Universities must provide a space where students and scholars from China can study and criticize the Chinese state without fear of surveillance or reporting. You must not allow Beijing to restrict the academic freedom of its students and faculty.
Governments that regard themselves as advocates of human rights should not only publish declarations, but should rather approach states from all regions of the world even more than before and jointly submit a resolution to the UN Human Rights Council for the creation of a mission to investigate Xinjiang so that the world can find out what there is really happens. In the UN Security Council, too, they should force a debate about Xinjiang and thereby make China's officials understand that they must answer for their actions.

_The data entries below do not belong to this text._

PR #843, opened 2018-02-14
Update to Query Monitor 2.17.0

simonwheatley:
/cc @johnbillion @fklein-lu


mjangda:
We're up to 3.0 so this PR needs a refresh: https://github.com/johnbillion/query-monitor/releases

PR #844, opened 2018-02-20
Moving the sprintf to act on `$paging_endpoint` only

### LINKED ISSUE #823: [VIP Cache Manager] Escape percent signs in term URLs
In cases where the slug has percent signs, this causes a 'too few arguments warning' at https://github.com/Automattic/vip-go-mu-plugins/blob/master/vip-cache-manager/vip-cache-manager.php#L518 

For example, category name वर्ग has the slug %e0%a4%b5%e0%a4%b0%e0%a5%8d%e0%a4%97

Are there any downsides to a simple str_replace fix in the line above? e.g.
`str_replace( '%', '%%', $maybe_purge_url )`

david-binda:
In case the slug contains some percentage signs, for instance due to encoding non-ascii chars, the `sprintf` call fails.

Instead of proposed str_replace escaping ( #823 ), this approach does no mess up with the URL, but only calls sprintf with `$paging_endpoint` as a param - that variable is supposed to contain  single `%d` conversion specifier and thus the `sprintf` should not fail due to the confusion over missing params.

Fixes #823

### DIFF
--- a/vip-cache-manager/vip-cache-manager.php
+++ b/vip-cache-manager/vip-cache-manager.php
@@ -514,8 +514,7 @@ class WPCOM_VIP_Cache_Manager {
 			$term_purge_urls[] = $maybe_purge_url;
 			// Now add the pages for the archive we're clearing
 			for( $i = 2; $i <= $max_pages; $i++ ) {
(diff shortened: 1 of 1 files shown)


mjangda:
r106223-deploy

PR #1189, opened 2019-03-16
Plugin Compat: Add fix for Contact Form 7 attachments

mjangda:
The plugin attempts to write to a `wp-content` path which will fail. These files are transient and only meant to be included as attachment, so let's just tell CF7 to put them in `/tmp/` which will work.

## Checklist

## Steps to Test

1. Check out PR.
1. Install and activate Contact Form 7.
1. Add a form with an file field.
1. Something a form with a file and verify it's attached to the outgoing email.

### DIFF
--- a/plugin-fixes.php
+++ b/plugin-fixes.php
@@ -1,15 +1,28 @@
 <?php
 /*
-Plugin Name: VIP Go Plugin Fixes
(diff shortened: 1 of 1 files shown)


mjangda:
r135496-deploy

PR #1191, opened 2019-03-19
Stream Wrapper: Don’t schedule meta update for non-prod env

### LINKED ISSUE #1190: Stream Wrapper: Don't schedule file size meta update on non-production site
We are currently scheduling the file size meta update cron event on all sites but this leads to a lot of noise on the IRC channel we are using to monitor the scheduled events. Since non-production environments can run a data sync to update the attachment metadata, it would be best if we disable scheduling and unschedule any existing events on non-production sites.

hanifn:
## Description

Only schedule the meta update event on production environments.

Also removes any existing scheduled meta update event from non-production environments.

Fixes #1190 

## Checklist

### DIFF
--- a/files/class-vip-filesystem.php
+++ b/files/class-vip-filesystem.php
@@ -442,6 +442,16 @@ class VIP_Filesystem {
 	}
 
 	public function schedule_update_job() {
+		// Only schedule meta update job on production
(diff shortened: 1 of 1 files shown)


hanifn:
r134453-deploy

PR #1192, opened 2019-03-19
Bump vip-support

mjangda:
- Don't send new email on Support User creation
- Hide personal emails
- Verify user is sucessfully found before using


mjangda:
r134451-deploy

FYI @davidsword

PR #1196, opened 2019-04-01
Check if constant defined first

mjangda:
Check that `WPCF7_UPLOADS_TMP_DIR` isn't already defined before defining it to avoid notices/warnings.

Continued from #1189


mjangda:
r135496-deploy

PR #1199, opened 2019-04-04
Cast returned max ID as int

mjangda:
If the site has no posts, we get a null and fatal because the return value is typecast as an int.


mjangda:
r135896-deploy

PR #1200, opened 2019-04-04
Move update filesizes job

hanifn:
## Description

Move the scheduled attachment filesize metadata updater into `a8c-files` so that it can run on all sites regardless of wether Stream Wrappers is active or not. This will allow us to run the job before activating the Stream Wrapper for a site and avoid the initial performance hit.

## Checklist

### DIFF
--- a/a8c-files.php
+++ b/a8c-files.php
@@ -894,16 +894,6 @@ class A8C_Files {
 	}
 
 	public function schedule_update_job() {
-		// Only schedule meta update job on production
-		if ( 'production' !== VIP_GO_ENV ) {
-			// Remove any existing meta update jobs from non-production
-			if ( wp_next_scheduled( self::CRON_EVENT_NAME ) ) {
-				wp_clear_scheduled_hook( self::CRON_EVENT_NAME );
-			}
-
-			return;
-		}
-
 		if ( get_option( self::OPT_ALL_FILESIZE_PROCESSED ) ) {
 			if ( wp_next_scheduled( self::CRON_EVENT_NAME ) ) {
 				wp_clear_scheduled_hook( self::CRON_EVENT_NAME );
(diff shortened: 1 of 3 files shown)


mjangda:
This will need a refresh as there have been lots of changes in the deploy repo (once those are stable).

mjangda:
@hanifn I've synced over the changes. Can you take a look to make sure everything seems okay?

a8c-files.php
```diff
@@ -832,6 +870,148 @@ function image_resize( $ignore, $id, $size ) {
...
+			'interval' => 180,
+			'display' => __( 'Once every 3 minutes, unlike what the slug says. Originally used to be 5 mins.' ),
+		];
+
+		return $schedule;
+	}
+
+	public function schedule_update_job() {
+		// Only schedule meta update job on production
+		if ( 'production' !== VIP_GO_ENV ) {
```
hanifn: @batmoo with the new `VIP_FILESYSTEM_SCHEDULE_FILESIZE_UPDATE` constant check I added, would this `ENV` be needed anymore? I feel like it's a better to leave that sort of details to deployment configs

mjangda: Yep, I think we can safely drop this.

I guess to for the rollout, we'd do something like this?

```
if ( ! defined( 'VIP_FILESYSTEM_SCHEDULE_FILESIZE_UPDATE' ) ) {
   if ( 'production' !== VIP_GO_ENV ) {
        define( 'VIP_FILESYSTEM_SCHEDULE_FILESIZE_UPDATE', true );
   }
}
```

hanifn: Yeap. This way we can easily deactivate or change batch sizes for individual sites should we need to

mjangda: Awesome, should be good to go after that change.

mjangda:
r136845-deploy

PR #1203, opened 2019-04-05
Production sync of update-filesize changes

mjangda:
- Fix index bug that was causing batches to be skipped
- `get_attachments` only returns attachments without filesize for faster iteration through jobs
- `update_attachments` now returns counts of the various results
- use a HEAD request and header sniffing to get the content size (few requests and faster)
- Speed up the jobs by increasing batch size and frequency
- Add more detail to output

### DIFF
--- a/files/class-vip-filesystem.php
+++ b/files/class-vip-filesystem.php
@@ -19,12 +19,12 @@ class VIP_Filesystem {
 	/**
 	 * Option name to mark all attachment filesize update completed
 	 */
-	const OPT_ALL_FILESIZE_PROCESSED = 'vip_all_attachment_filesize_processed';
+	const OPT_ALL_FILESIZE_PROCESSED = 'vip_all_attachment_filesize_processed_v2';
 
 	/**
 	 * Option name to mark next index for starting the next batch of filesize updates
 	 */
-	const OPT_NEXT_FILESIZE_INDEX = 'vip_next_attachment_filesize_index';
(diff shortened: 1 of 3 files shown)


files/class-vip-filesystem.php
```diff
@@ -494,16 +495,20 @@ public function update_attachment_meta() {
 			return;
 		}
 
-		$updater = new Meta_Updater( 1000 );
+		$batch_size = 3000;
```
hanifn: I notice that this change doesn't include the batch size modifications for specific sites

files/class-vip-filesystem.php
```diff
@@ -433,8 +433,9 @@ public function filter_cron_schedules( $schedule ) {
 			return $schedule;
 		}
 
+		// Not actually five minutes; we want it to run faster though to get through everything.
 		$schedule['vip_five_minutes'] = [
-			'interval' => 300,
+			'interval' => 180,
 			'display' => __( 'Once every 5 minutes' ),
```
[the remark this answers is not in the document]
mjangda: I don't think we can easily change the slug but can definitely change the display.

files/class-vip-filesystem.php
mjangda: Yeah, was trying to avoid referencing clients directly since this is a public repo.

hanifn: AH that makes sense

mjangda:
r136219-deploy

PR #1204, opened 2019-04-05
WordPress Importer 0.6.4

mjangda:
```
Improve PHP7 compatibility.
Fix bug that caused slashes to be stripped from imported comments.
Fix for various deprecation notices including wp_get_http() and screen_icon().
Fix for importing export files with multiline term meta data.
```

https://en-ca.wordpress.org/plugins/wordpress-importer/#developers


mjangda:
r136217-deploy

PR #1206, opened 2019-04-08
Prevent modifications of the VIP machine user

mjangda:
It should never be editable/removable.

- [x] Need more tests to account for non-administrator roles. Should also have a test for superadmin + machine user editing itself.

## Checklist

## Steps to Test

Adds several automated tests for this logic.

For manual testing:

- Make sure you've run Jetpack Start so that the machine user is created.
- Then using a super admin, admin, and other user, try to edit / delete / role change thee machine user. All of which should fail (or not be allowed at least).

Not that on multisite, there is a pathway to remove a user from a blog which is not ideal because core doesn't do the right permissions checks.

### DIFF
--- a/bin/phpunit-docker.sh
+++ b/bin/phpunit-docker.sh
@@ -5,7 +5,13 @@
 # Stop on failures: ./bin/phpunit-docker.sh --stop-on-failure
 # etc.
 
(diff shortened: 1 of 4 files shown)


mjangda:
r136840-deploy

PR #1214, opened 2019-04-12
Update two-factor

joshbetz:
Allows two-factor to work with Jetpack SSO

https://github.com/georgestephanis/two-factor/pull/276


nickdaugherty:
Just noting for visibility that the latest version of the 2FA plugin enforces it on API requests ([#](https://github.com/georgestephanis/two-factor/compare/4315c905b1a5d785df99b6ef9cb5248a69f81683...5ae6b1ba964e9654a27bfdf1f764c0086443adaf#diff-fa3c61990ea53ab19ab294efedcfeffa))

nickdaugherty:
Correction - it adds the _ability_ to enforce it on API requests - the filter used defaults to `false`.

mjangda:
> Correction - it adds the ability to enforce it on API requests - the filter used defaults to false.

Good catch.

I think we probably should look at enforcing it. However, we'll want to double-check that it doesn't block Jetpack and other legitimate requests. Maybe, in a separate PR, worth adding some tracking to see how many and which requests this would block?

joshbetz:
> Correction - it adds the ability to enforce it on API requests - the filter used defaults to false.

Just noticed this is enabled by default. Note the name of the filter is `two_factor_user_api_login_enable`, which defaults to false. So, API login is disabled.

I will flip it back to true before deploying and we can follow up with the testing @mjangda mentioned.

joshbetz:
Noting this is not deployed. We need to merge https://github.com/Automattic/vip-go-mu-plugins/pull/1222 first.

joshbetz:
r137564-deploy

PR #1836, opened 2020-11-03
Show plugin update notices on the plugins page.

mjangda:
Core restricts showing plugin update notices to users with update_plugins, which is not granted to anyone on VIP.

Instead, copy core's wp_plugin_update_rows() logic and use the manage_options cap instead.

There are other checks further down the stack to prevent users without the update_plugins cap to actually trigger updates.

## Checklist

## Steps to Test

1. Check out PR.
1. Go to `wp-admin/plugins.php`
1. Install an old version of a plugin (e.g. goto https://en-ca.wordpress.org/plugins/edit-flow/advanced/ -- then scroll to bottom and download an old version)
1. Reload plugins page.

The newly added plugin should now have a notice saying a new version is available.


001-core/updates.php
```diff
@@ -0,0 +1,27 @@
...
+/**
+ * Show plugin update notices on the plugins page.
+ *
+ * This is basically a copy of Core's wp_plugin_update_rows() function.
+ * The only difference is that we use the manage_options cap instead of update_plugins.
+ * Because no one on VIP has update_plugins, core's notices are never displayed.
+ * With this change, we make them visible.
+ */
+function show_plugin_update_notices() {
+	if ( ! current_user_can( 'manage_options' ) ) {
```
mjangda, line 14: For correctness, should use the `activate_plugins` cap.

```suggestion
 * The only difference is that we use the activate_plugins cap instead of update_plugins.
 * Because no one on VIP has update_plugins, core's notices are never displayed.
 * With this change, we make them visible.
 */
function show_plugin_update_notices() {
	if ( ! current_user_can( 'activate_plugins' ) ) {
```

GaryJones: Wouldn't `update_plugins` ([noted here](https://github.com/WordPress/WordPress/blob/3da046e1bce8408a1b6cd08e03eaf69a6bb506cd/wp-includes/capabilities.php#L439)) by more accurate - i.e. only show notices about plugin updates to those who have the capability update plugins? Activating !== Updating.

GaryJones:
Instead of using a different (technically un-related) capability, would it be better to give suitable roles the `update_plugin` capability right before these notices would be shown, and then remove it straight after?

mjangda:
> Instead of using a different (technically un-related) capability, would it be better to give suitable roles the update_plugin capability right before these notices would be shown, and then remove it straight after?

Good thought, but we'd have to do it in multiple spots and would likely get very complex (e.g. we still need to restore the number bubble in the admin menu).

Also to be clear, this is just about providing a notice about the update (not allowing the update since that happens via GitHub) so it's debatable whether `update_plugin` would be the correct cap to use. Also arguably, this is a bug in core since `wp_plugin_update_rows` should probably drop the cap check (since there are more appropriate cap checks further down the code stack that remove actions; e.g. if you don't have update_plugin, it just shows a notice; if you have update_plugin, it shows an update button).

GaryJones:
> it's debatable whether update_plugin would be the correct cap to use

That's true.

Maybe add a custom cap (`'see_plugin_updates_notice'`) to Admin roles then, and use that here? That gives customers more flexibility about who should see these notices.

WPprodigy:
Closing in favor of https://github.com/Automattic/vip-go-mu-plugins/pull/3078

PR #1839, opened 2020-11-05
Adds admin notice plugin

pschoffer:
#  Description

First draft of the Notice plugin, that will enable us to add notices to wp-admin page

## Checklist

## Steps to Test

Update the code and add a new notice.

Check the admin page and see the new notice.


admin-notice/class-admin-notice-controller.php
```diff
@@ -0,0 +1,52 @@
...
+		];
+	}
+
+	public function display_notices() {
+		$filtered_notices = $this->filter_notices_by_time( $this->all_notices );
+
+		$html_notices = array_map( [ $this, 'convert_notice_to_html' ], $filtered_notices );
+
+		foreach ( $html_notices as $html_notice ) {
+			echo( $html_notice . "\n" );
```
pschoffer, line 37: Not sure how to correctly escape this? `esc_html` will strip the html code, but that is not what I want. The input variables were escaped in  `convert_notice_to_html`.

admin-notice/class-admin-notice-controller.php
```diff
@@ -0,0 +1,52 @@
...
+	private $notice_class = 'notice notice-info';
+	public $all_notices = [];
+
+	public static function init() {
+		$instance = new Admin_Notice_Controller();
+
+		add_action( 'admin_notices', [ $instance, 'display_notices' ] );
+
+		$instance->all_notices = [
+			new Admin_Notice( 'WordPress 5.5.2 will be released on Friday, October 30th', '01-07-2020', '30-10-2020 15:00' ),
```
pschoffer, line 27: Not sure if this is the best way of defining the notices? 

I was thinking about having them in separate file, but I am not sure if I should split it either. What do you think?

admin-notice/admin-notice.php
```diff
@@ -0,0 +1,21 @@
...
+/**
+ * Plugin Name: Admin Notice
+ * Description: Adds dismisable notice in admin area
+ * Version:     0.1.0
+ * Author:      Automattic VIP
+ * Author URI:  https://wpvip.com
+ * License:     GPLv2 or later
+ *
+ * @package Automattic\VIP\Admin_Notice
+ */
```
GaryJones, line 11: Why does these plugin headers need to be duplicated here?

admin-notice/class-admin-notice-controller.php
```diff
@@ -0,0 +1,52 @@
...
+
+namespace Automattic\VIP\Admin_Notice;
+
+// function sample_admin_notice__error() {
+//     $class = 'notice notice-info';
+//     $message = __( 'Irks! An error has occurred.', 'sample-text-domain' );
+
+//     printf( '<div class="%1$s"><p>%2$s</p></div>', esc_attr( $class ), esc_html( $message ) );
+// }
+// add_action( 'admin_notices', 'sample_admin_notice__error' );
```
GaryJones, line 11: If this is meant to be an example of how to use it, then either put it as a proper DocBlock, or move it to a readme.

admin-notice/class-admin-notice-controller.php
```diff
@@ -0,0 +1,52 @@
...
+
+
+require_once __DIR__ . '/class-admin-notice.php';
```
GaryJones, line 14: Keep class definition and side-effect code to their own files. Move this require into the admin-notices/admin-notices.php file. The responsibility of this file is to define the class, and not to ensure other files are loaded.

admin-notice/class-admin-notice-controller.php
```diff
@@ -0,0 +1,52 @@
...
+
+
+class Admin_Notice_Controller {
+	private $notice_class = 'notice notice-info';
+	public $all_notices = [];
+
+	public static function init() {
+		$instance = new Admin_Notice_Controller();
```
GaryJones, line 22:
```suggestion
		$instance = new static();
```

No need to repeat the class name. `new self()` wouldn't support classes that extend this one, and since there's no `final` on the class, you're presumably OK with allowing extended classes.

admin-notice/class-admin-notice-controller.php
GaryJones: Seems like the list of notices should really be defined elsewhere, and not buried in a class of what should be re-usable logic.

admin-notice/class-admin-notice-controller.php
GaryJones: `echo wp_kses_post( $html_notice );`

admin-notice/class-admin-notice-controller.php
GaryJones: Instead of `Admin_Notices::init()` in the base file, you could do something like:

```
$admin_notices = new Admin_Notices();
$admin_notices->add( new Admin_Notice( 'WordPress 5.5.2 will be released on Friday, October 30th', '01-07-2020', '30-10-2020 15:00' ) );
// ... add more notices as needed ...
$admin_notices->render();
```

That would move the data about admin notices into the root of the plugin, avoid having to use a a static init factory method, uses composition instead of highly coupling Admin_Notice and Admin_Notices classes (which then allows for easier mocking in tests), and allows for easier use of decorators to limit who should be shown certain admin messages:

```
$admin_notices = new Admin_Notices();
$admin_notices->add( new Editor_Notice( new Admin_Notice( 'WordPress 5.5.2 will be released on Friday, October 30th', '01-07-2020', '30-10-2020 15:00' ) ) );
// ... add more notices as needed ...
$admin_notices->render();

...

// Should be called Admin_Notice, but using suffix here to make it clearer for the existing code. Concrete class could be Info_Notice, to then allow for Error_Notice or Warning_Notice as well.
interface Admin_Notice_Interface {}

...

// Base Decorator - so override the individual Admin_Notice
class Admin_Notice_Decorator {
	protected $notice;
	public function __construct( Admin_Notice_Interface $notice ) {
		$this->notice = $notice;
	}
}

...

class Editor_Notice extends Admin_Notice_Decorator {
    public function render() {
		if ( current_user_can( 'edit_posts' ) {
			$this->notice->render();
		}
    }
}

```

It is even more essential that the member states and officials of the UN advocate maintaining the UN as an independent voice for human rights. Until a UN fact-finding mission is set up, the reports of the UN High Commissioner for Human Rights and the experts of the Human Rights Council are indispensable. If China succeeds in turning the UN into a toothless tiger, it will affect us all.
Human rights advocates should also stop treating China as an honorable partner. Whether the red carpet is rolled out to Chinese officials should depend on real progress on human rights. State visits should be combined with official requests to allow independent UN investigators access to Xinjiang. Chinese officials should be made to feel that as long as they persecute their people, they will never be seen.
For more targeted measures, Chinese officials directly involved in the mass detention of Uyghurs should approve Personae non gratae declared and their bank accounts abroad are frozen. They should fear prosecution for their offenses. Chinese companies that build and operate detention centers in Xinjiang, and all companies that exploit the inmates as labor or provide the surveillance state with infrastructure and data processing, should be exposed and urged to stop these activities.
Ultimately, the world should realize that Xi Jinping's lofty rhetoric about creating a "shared future community for humanity" is in fact a threat, a vision of human rights around the world that Beijing defines and tolerates . It is time to recognize that the Chinese government is working to reject and reshape the international human rights system. So far, this has been based on the conviction that the dignity of every single person deserves respect and - regardless of the state interests at stake - there are limits to what a state can do with people.
If we do not want to go back to a time when people are pushed around like chess pieces or taken out of the game, as the rulers want, then we must resist the Chinese government attacking international human rights standards. It is time we took a clear position. Decades of advancement in human rights are at stake.
If we do not want to fall back into an era in which people are manipulated like pawns according to the whims of their rulers, we must repel the Chinese government's attack on the system of international human rights. It is time to take a stand as decades of human rights advancement are in jeopardy.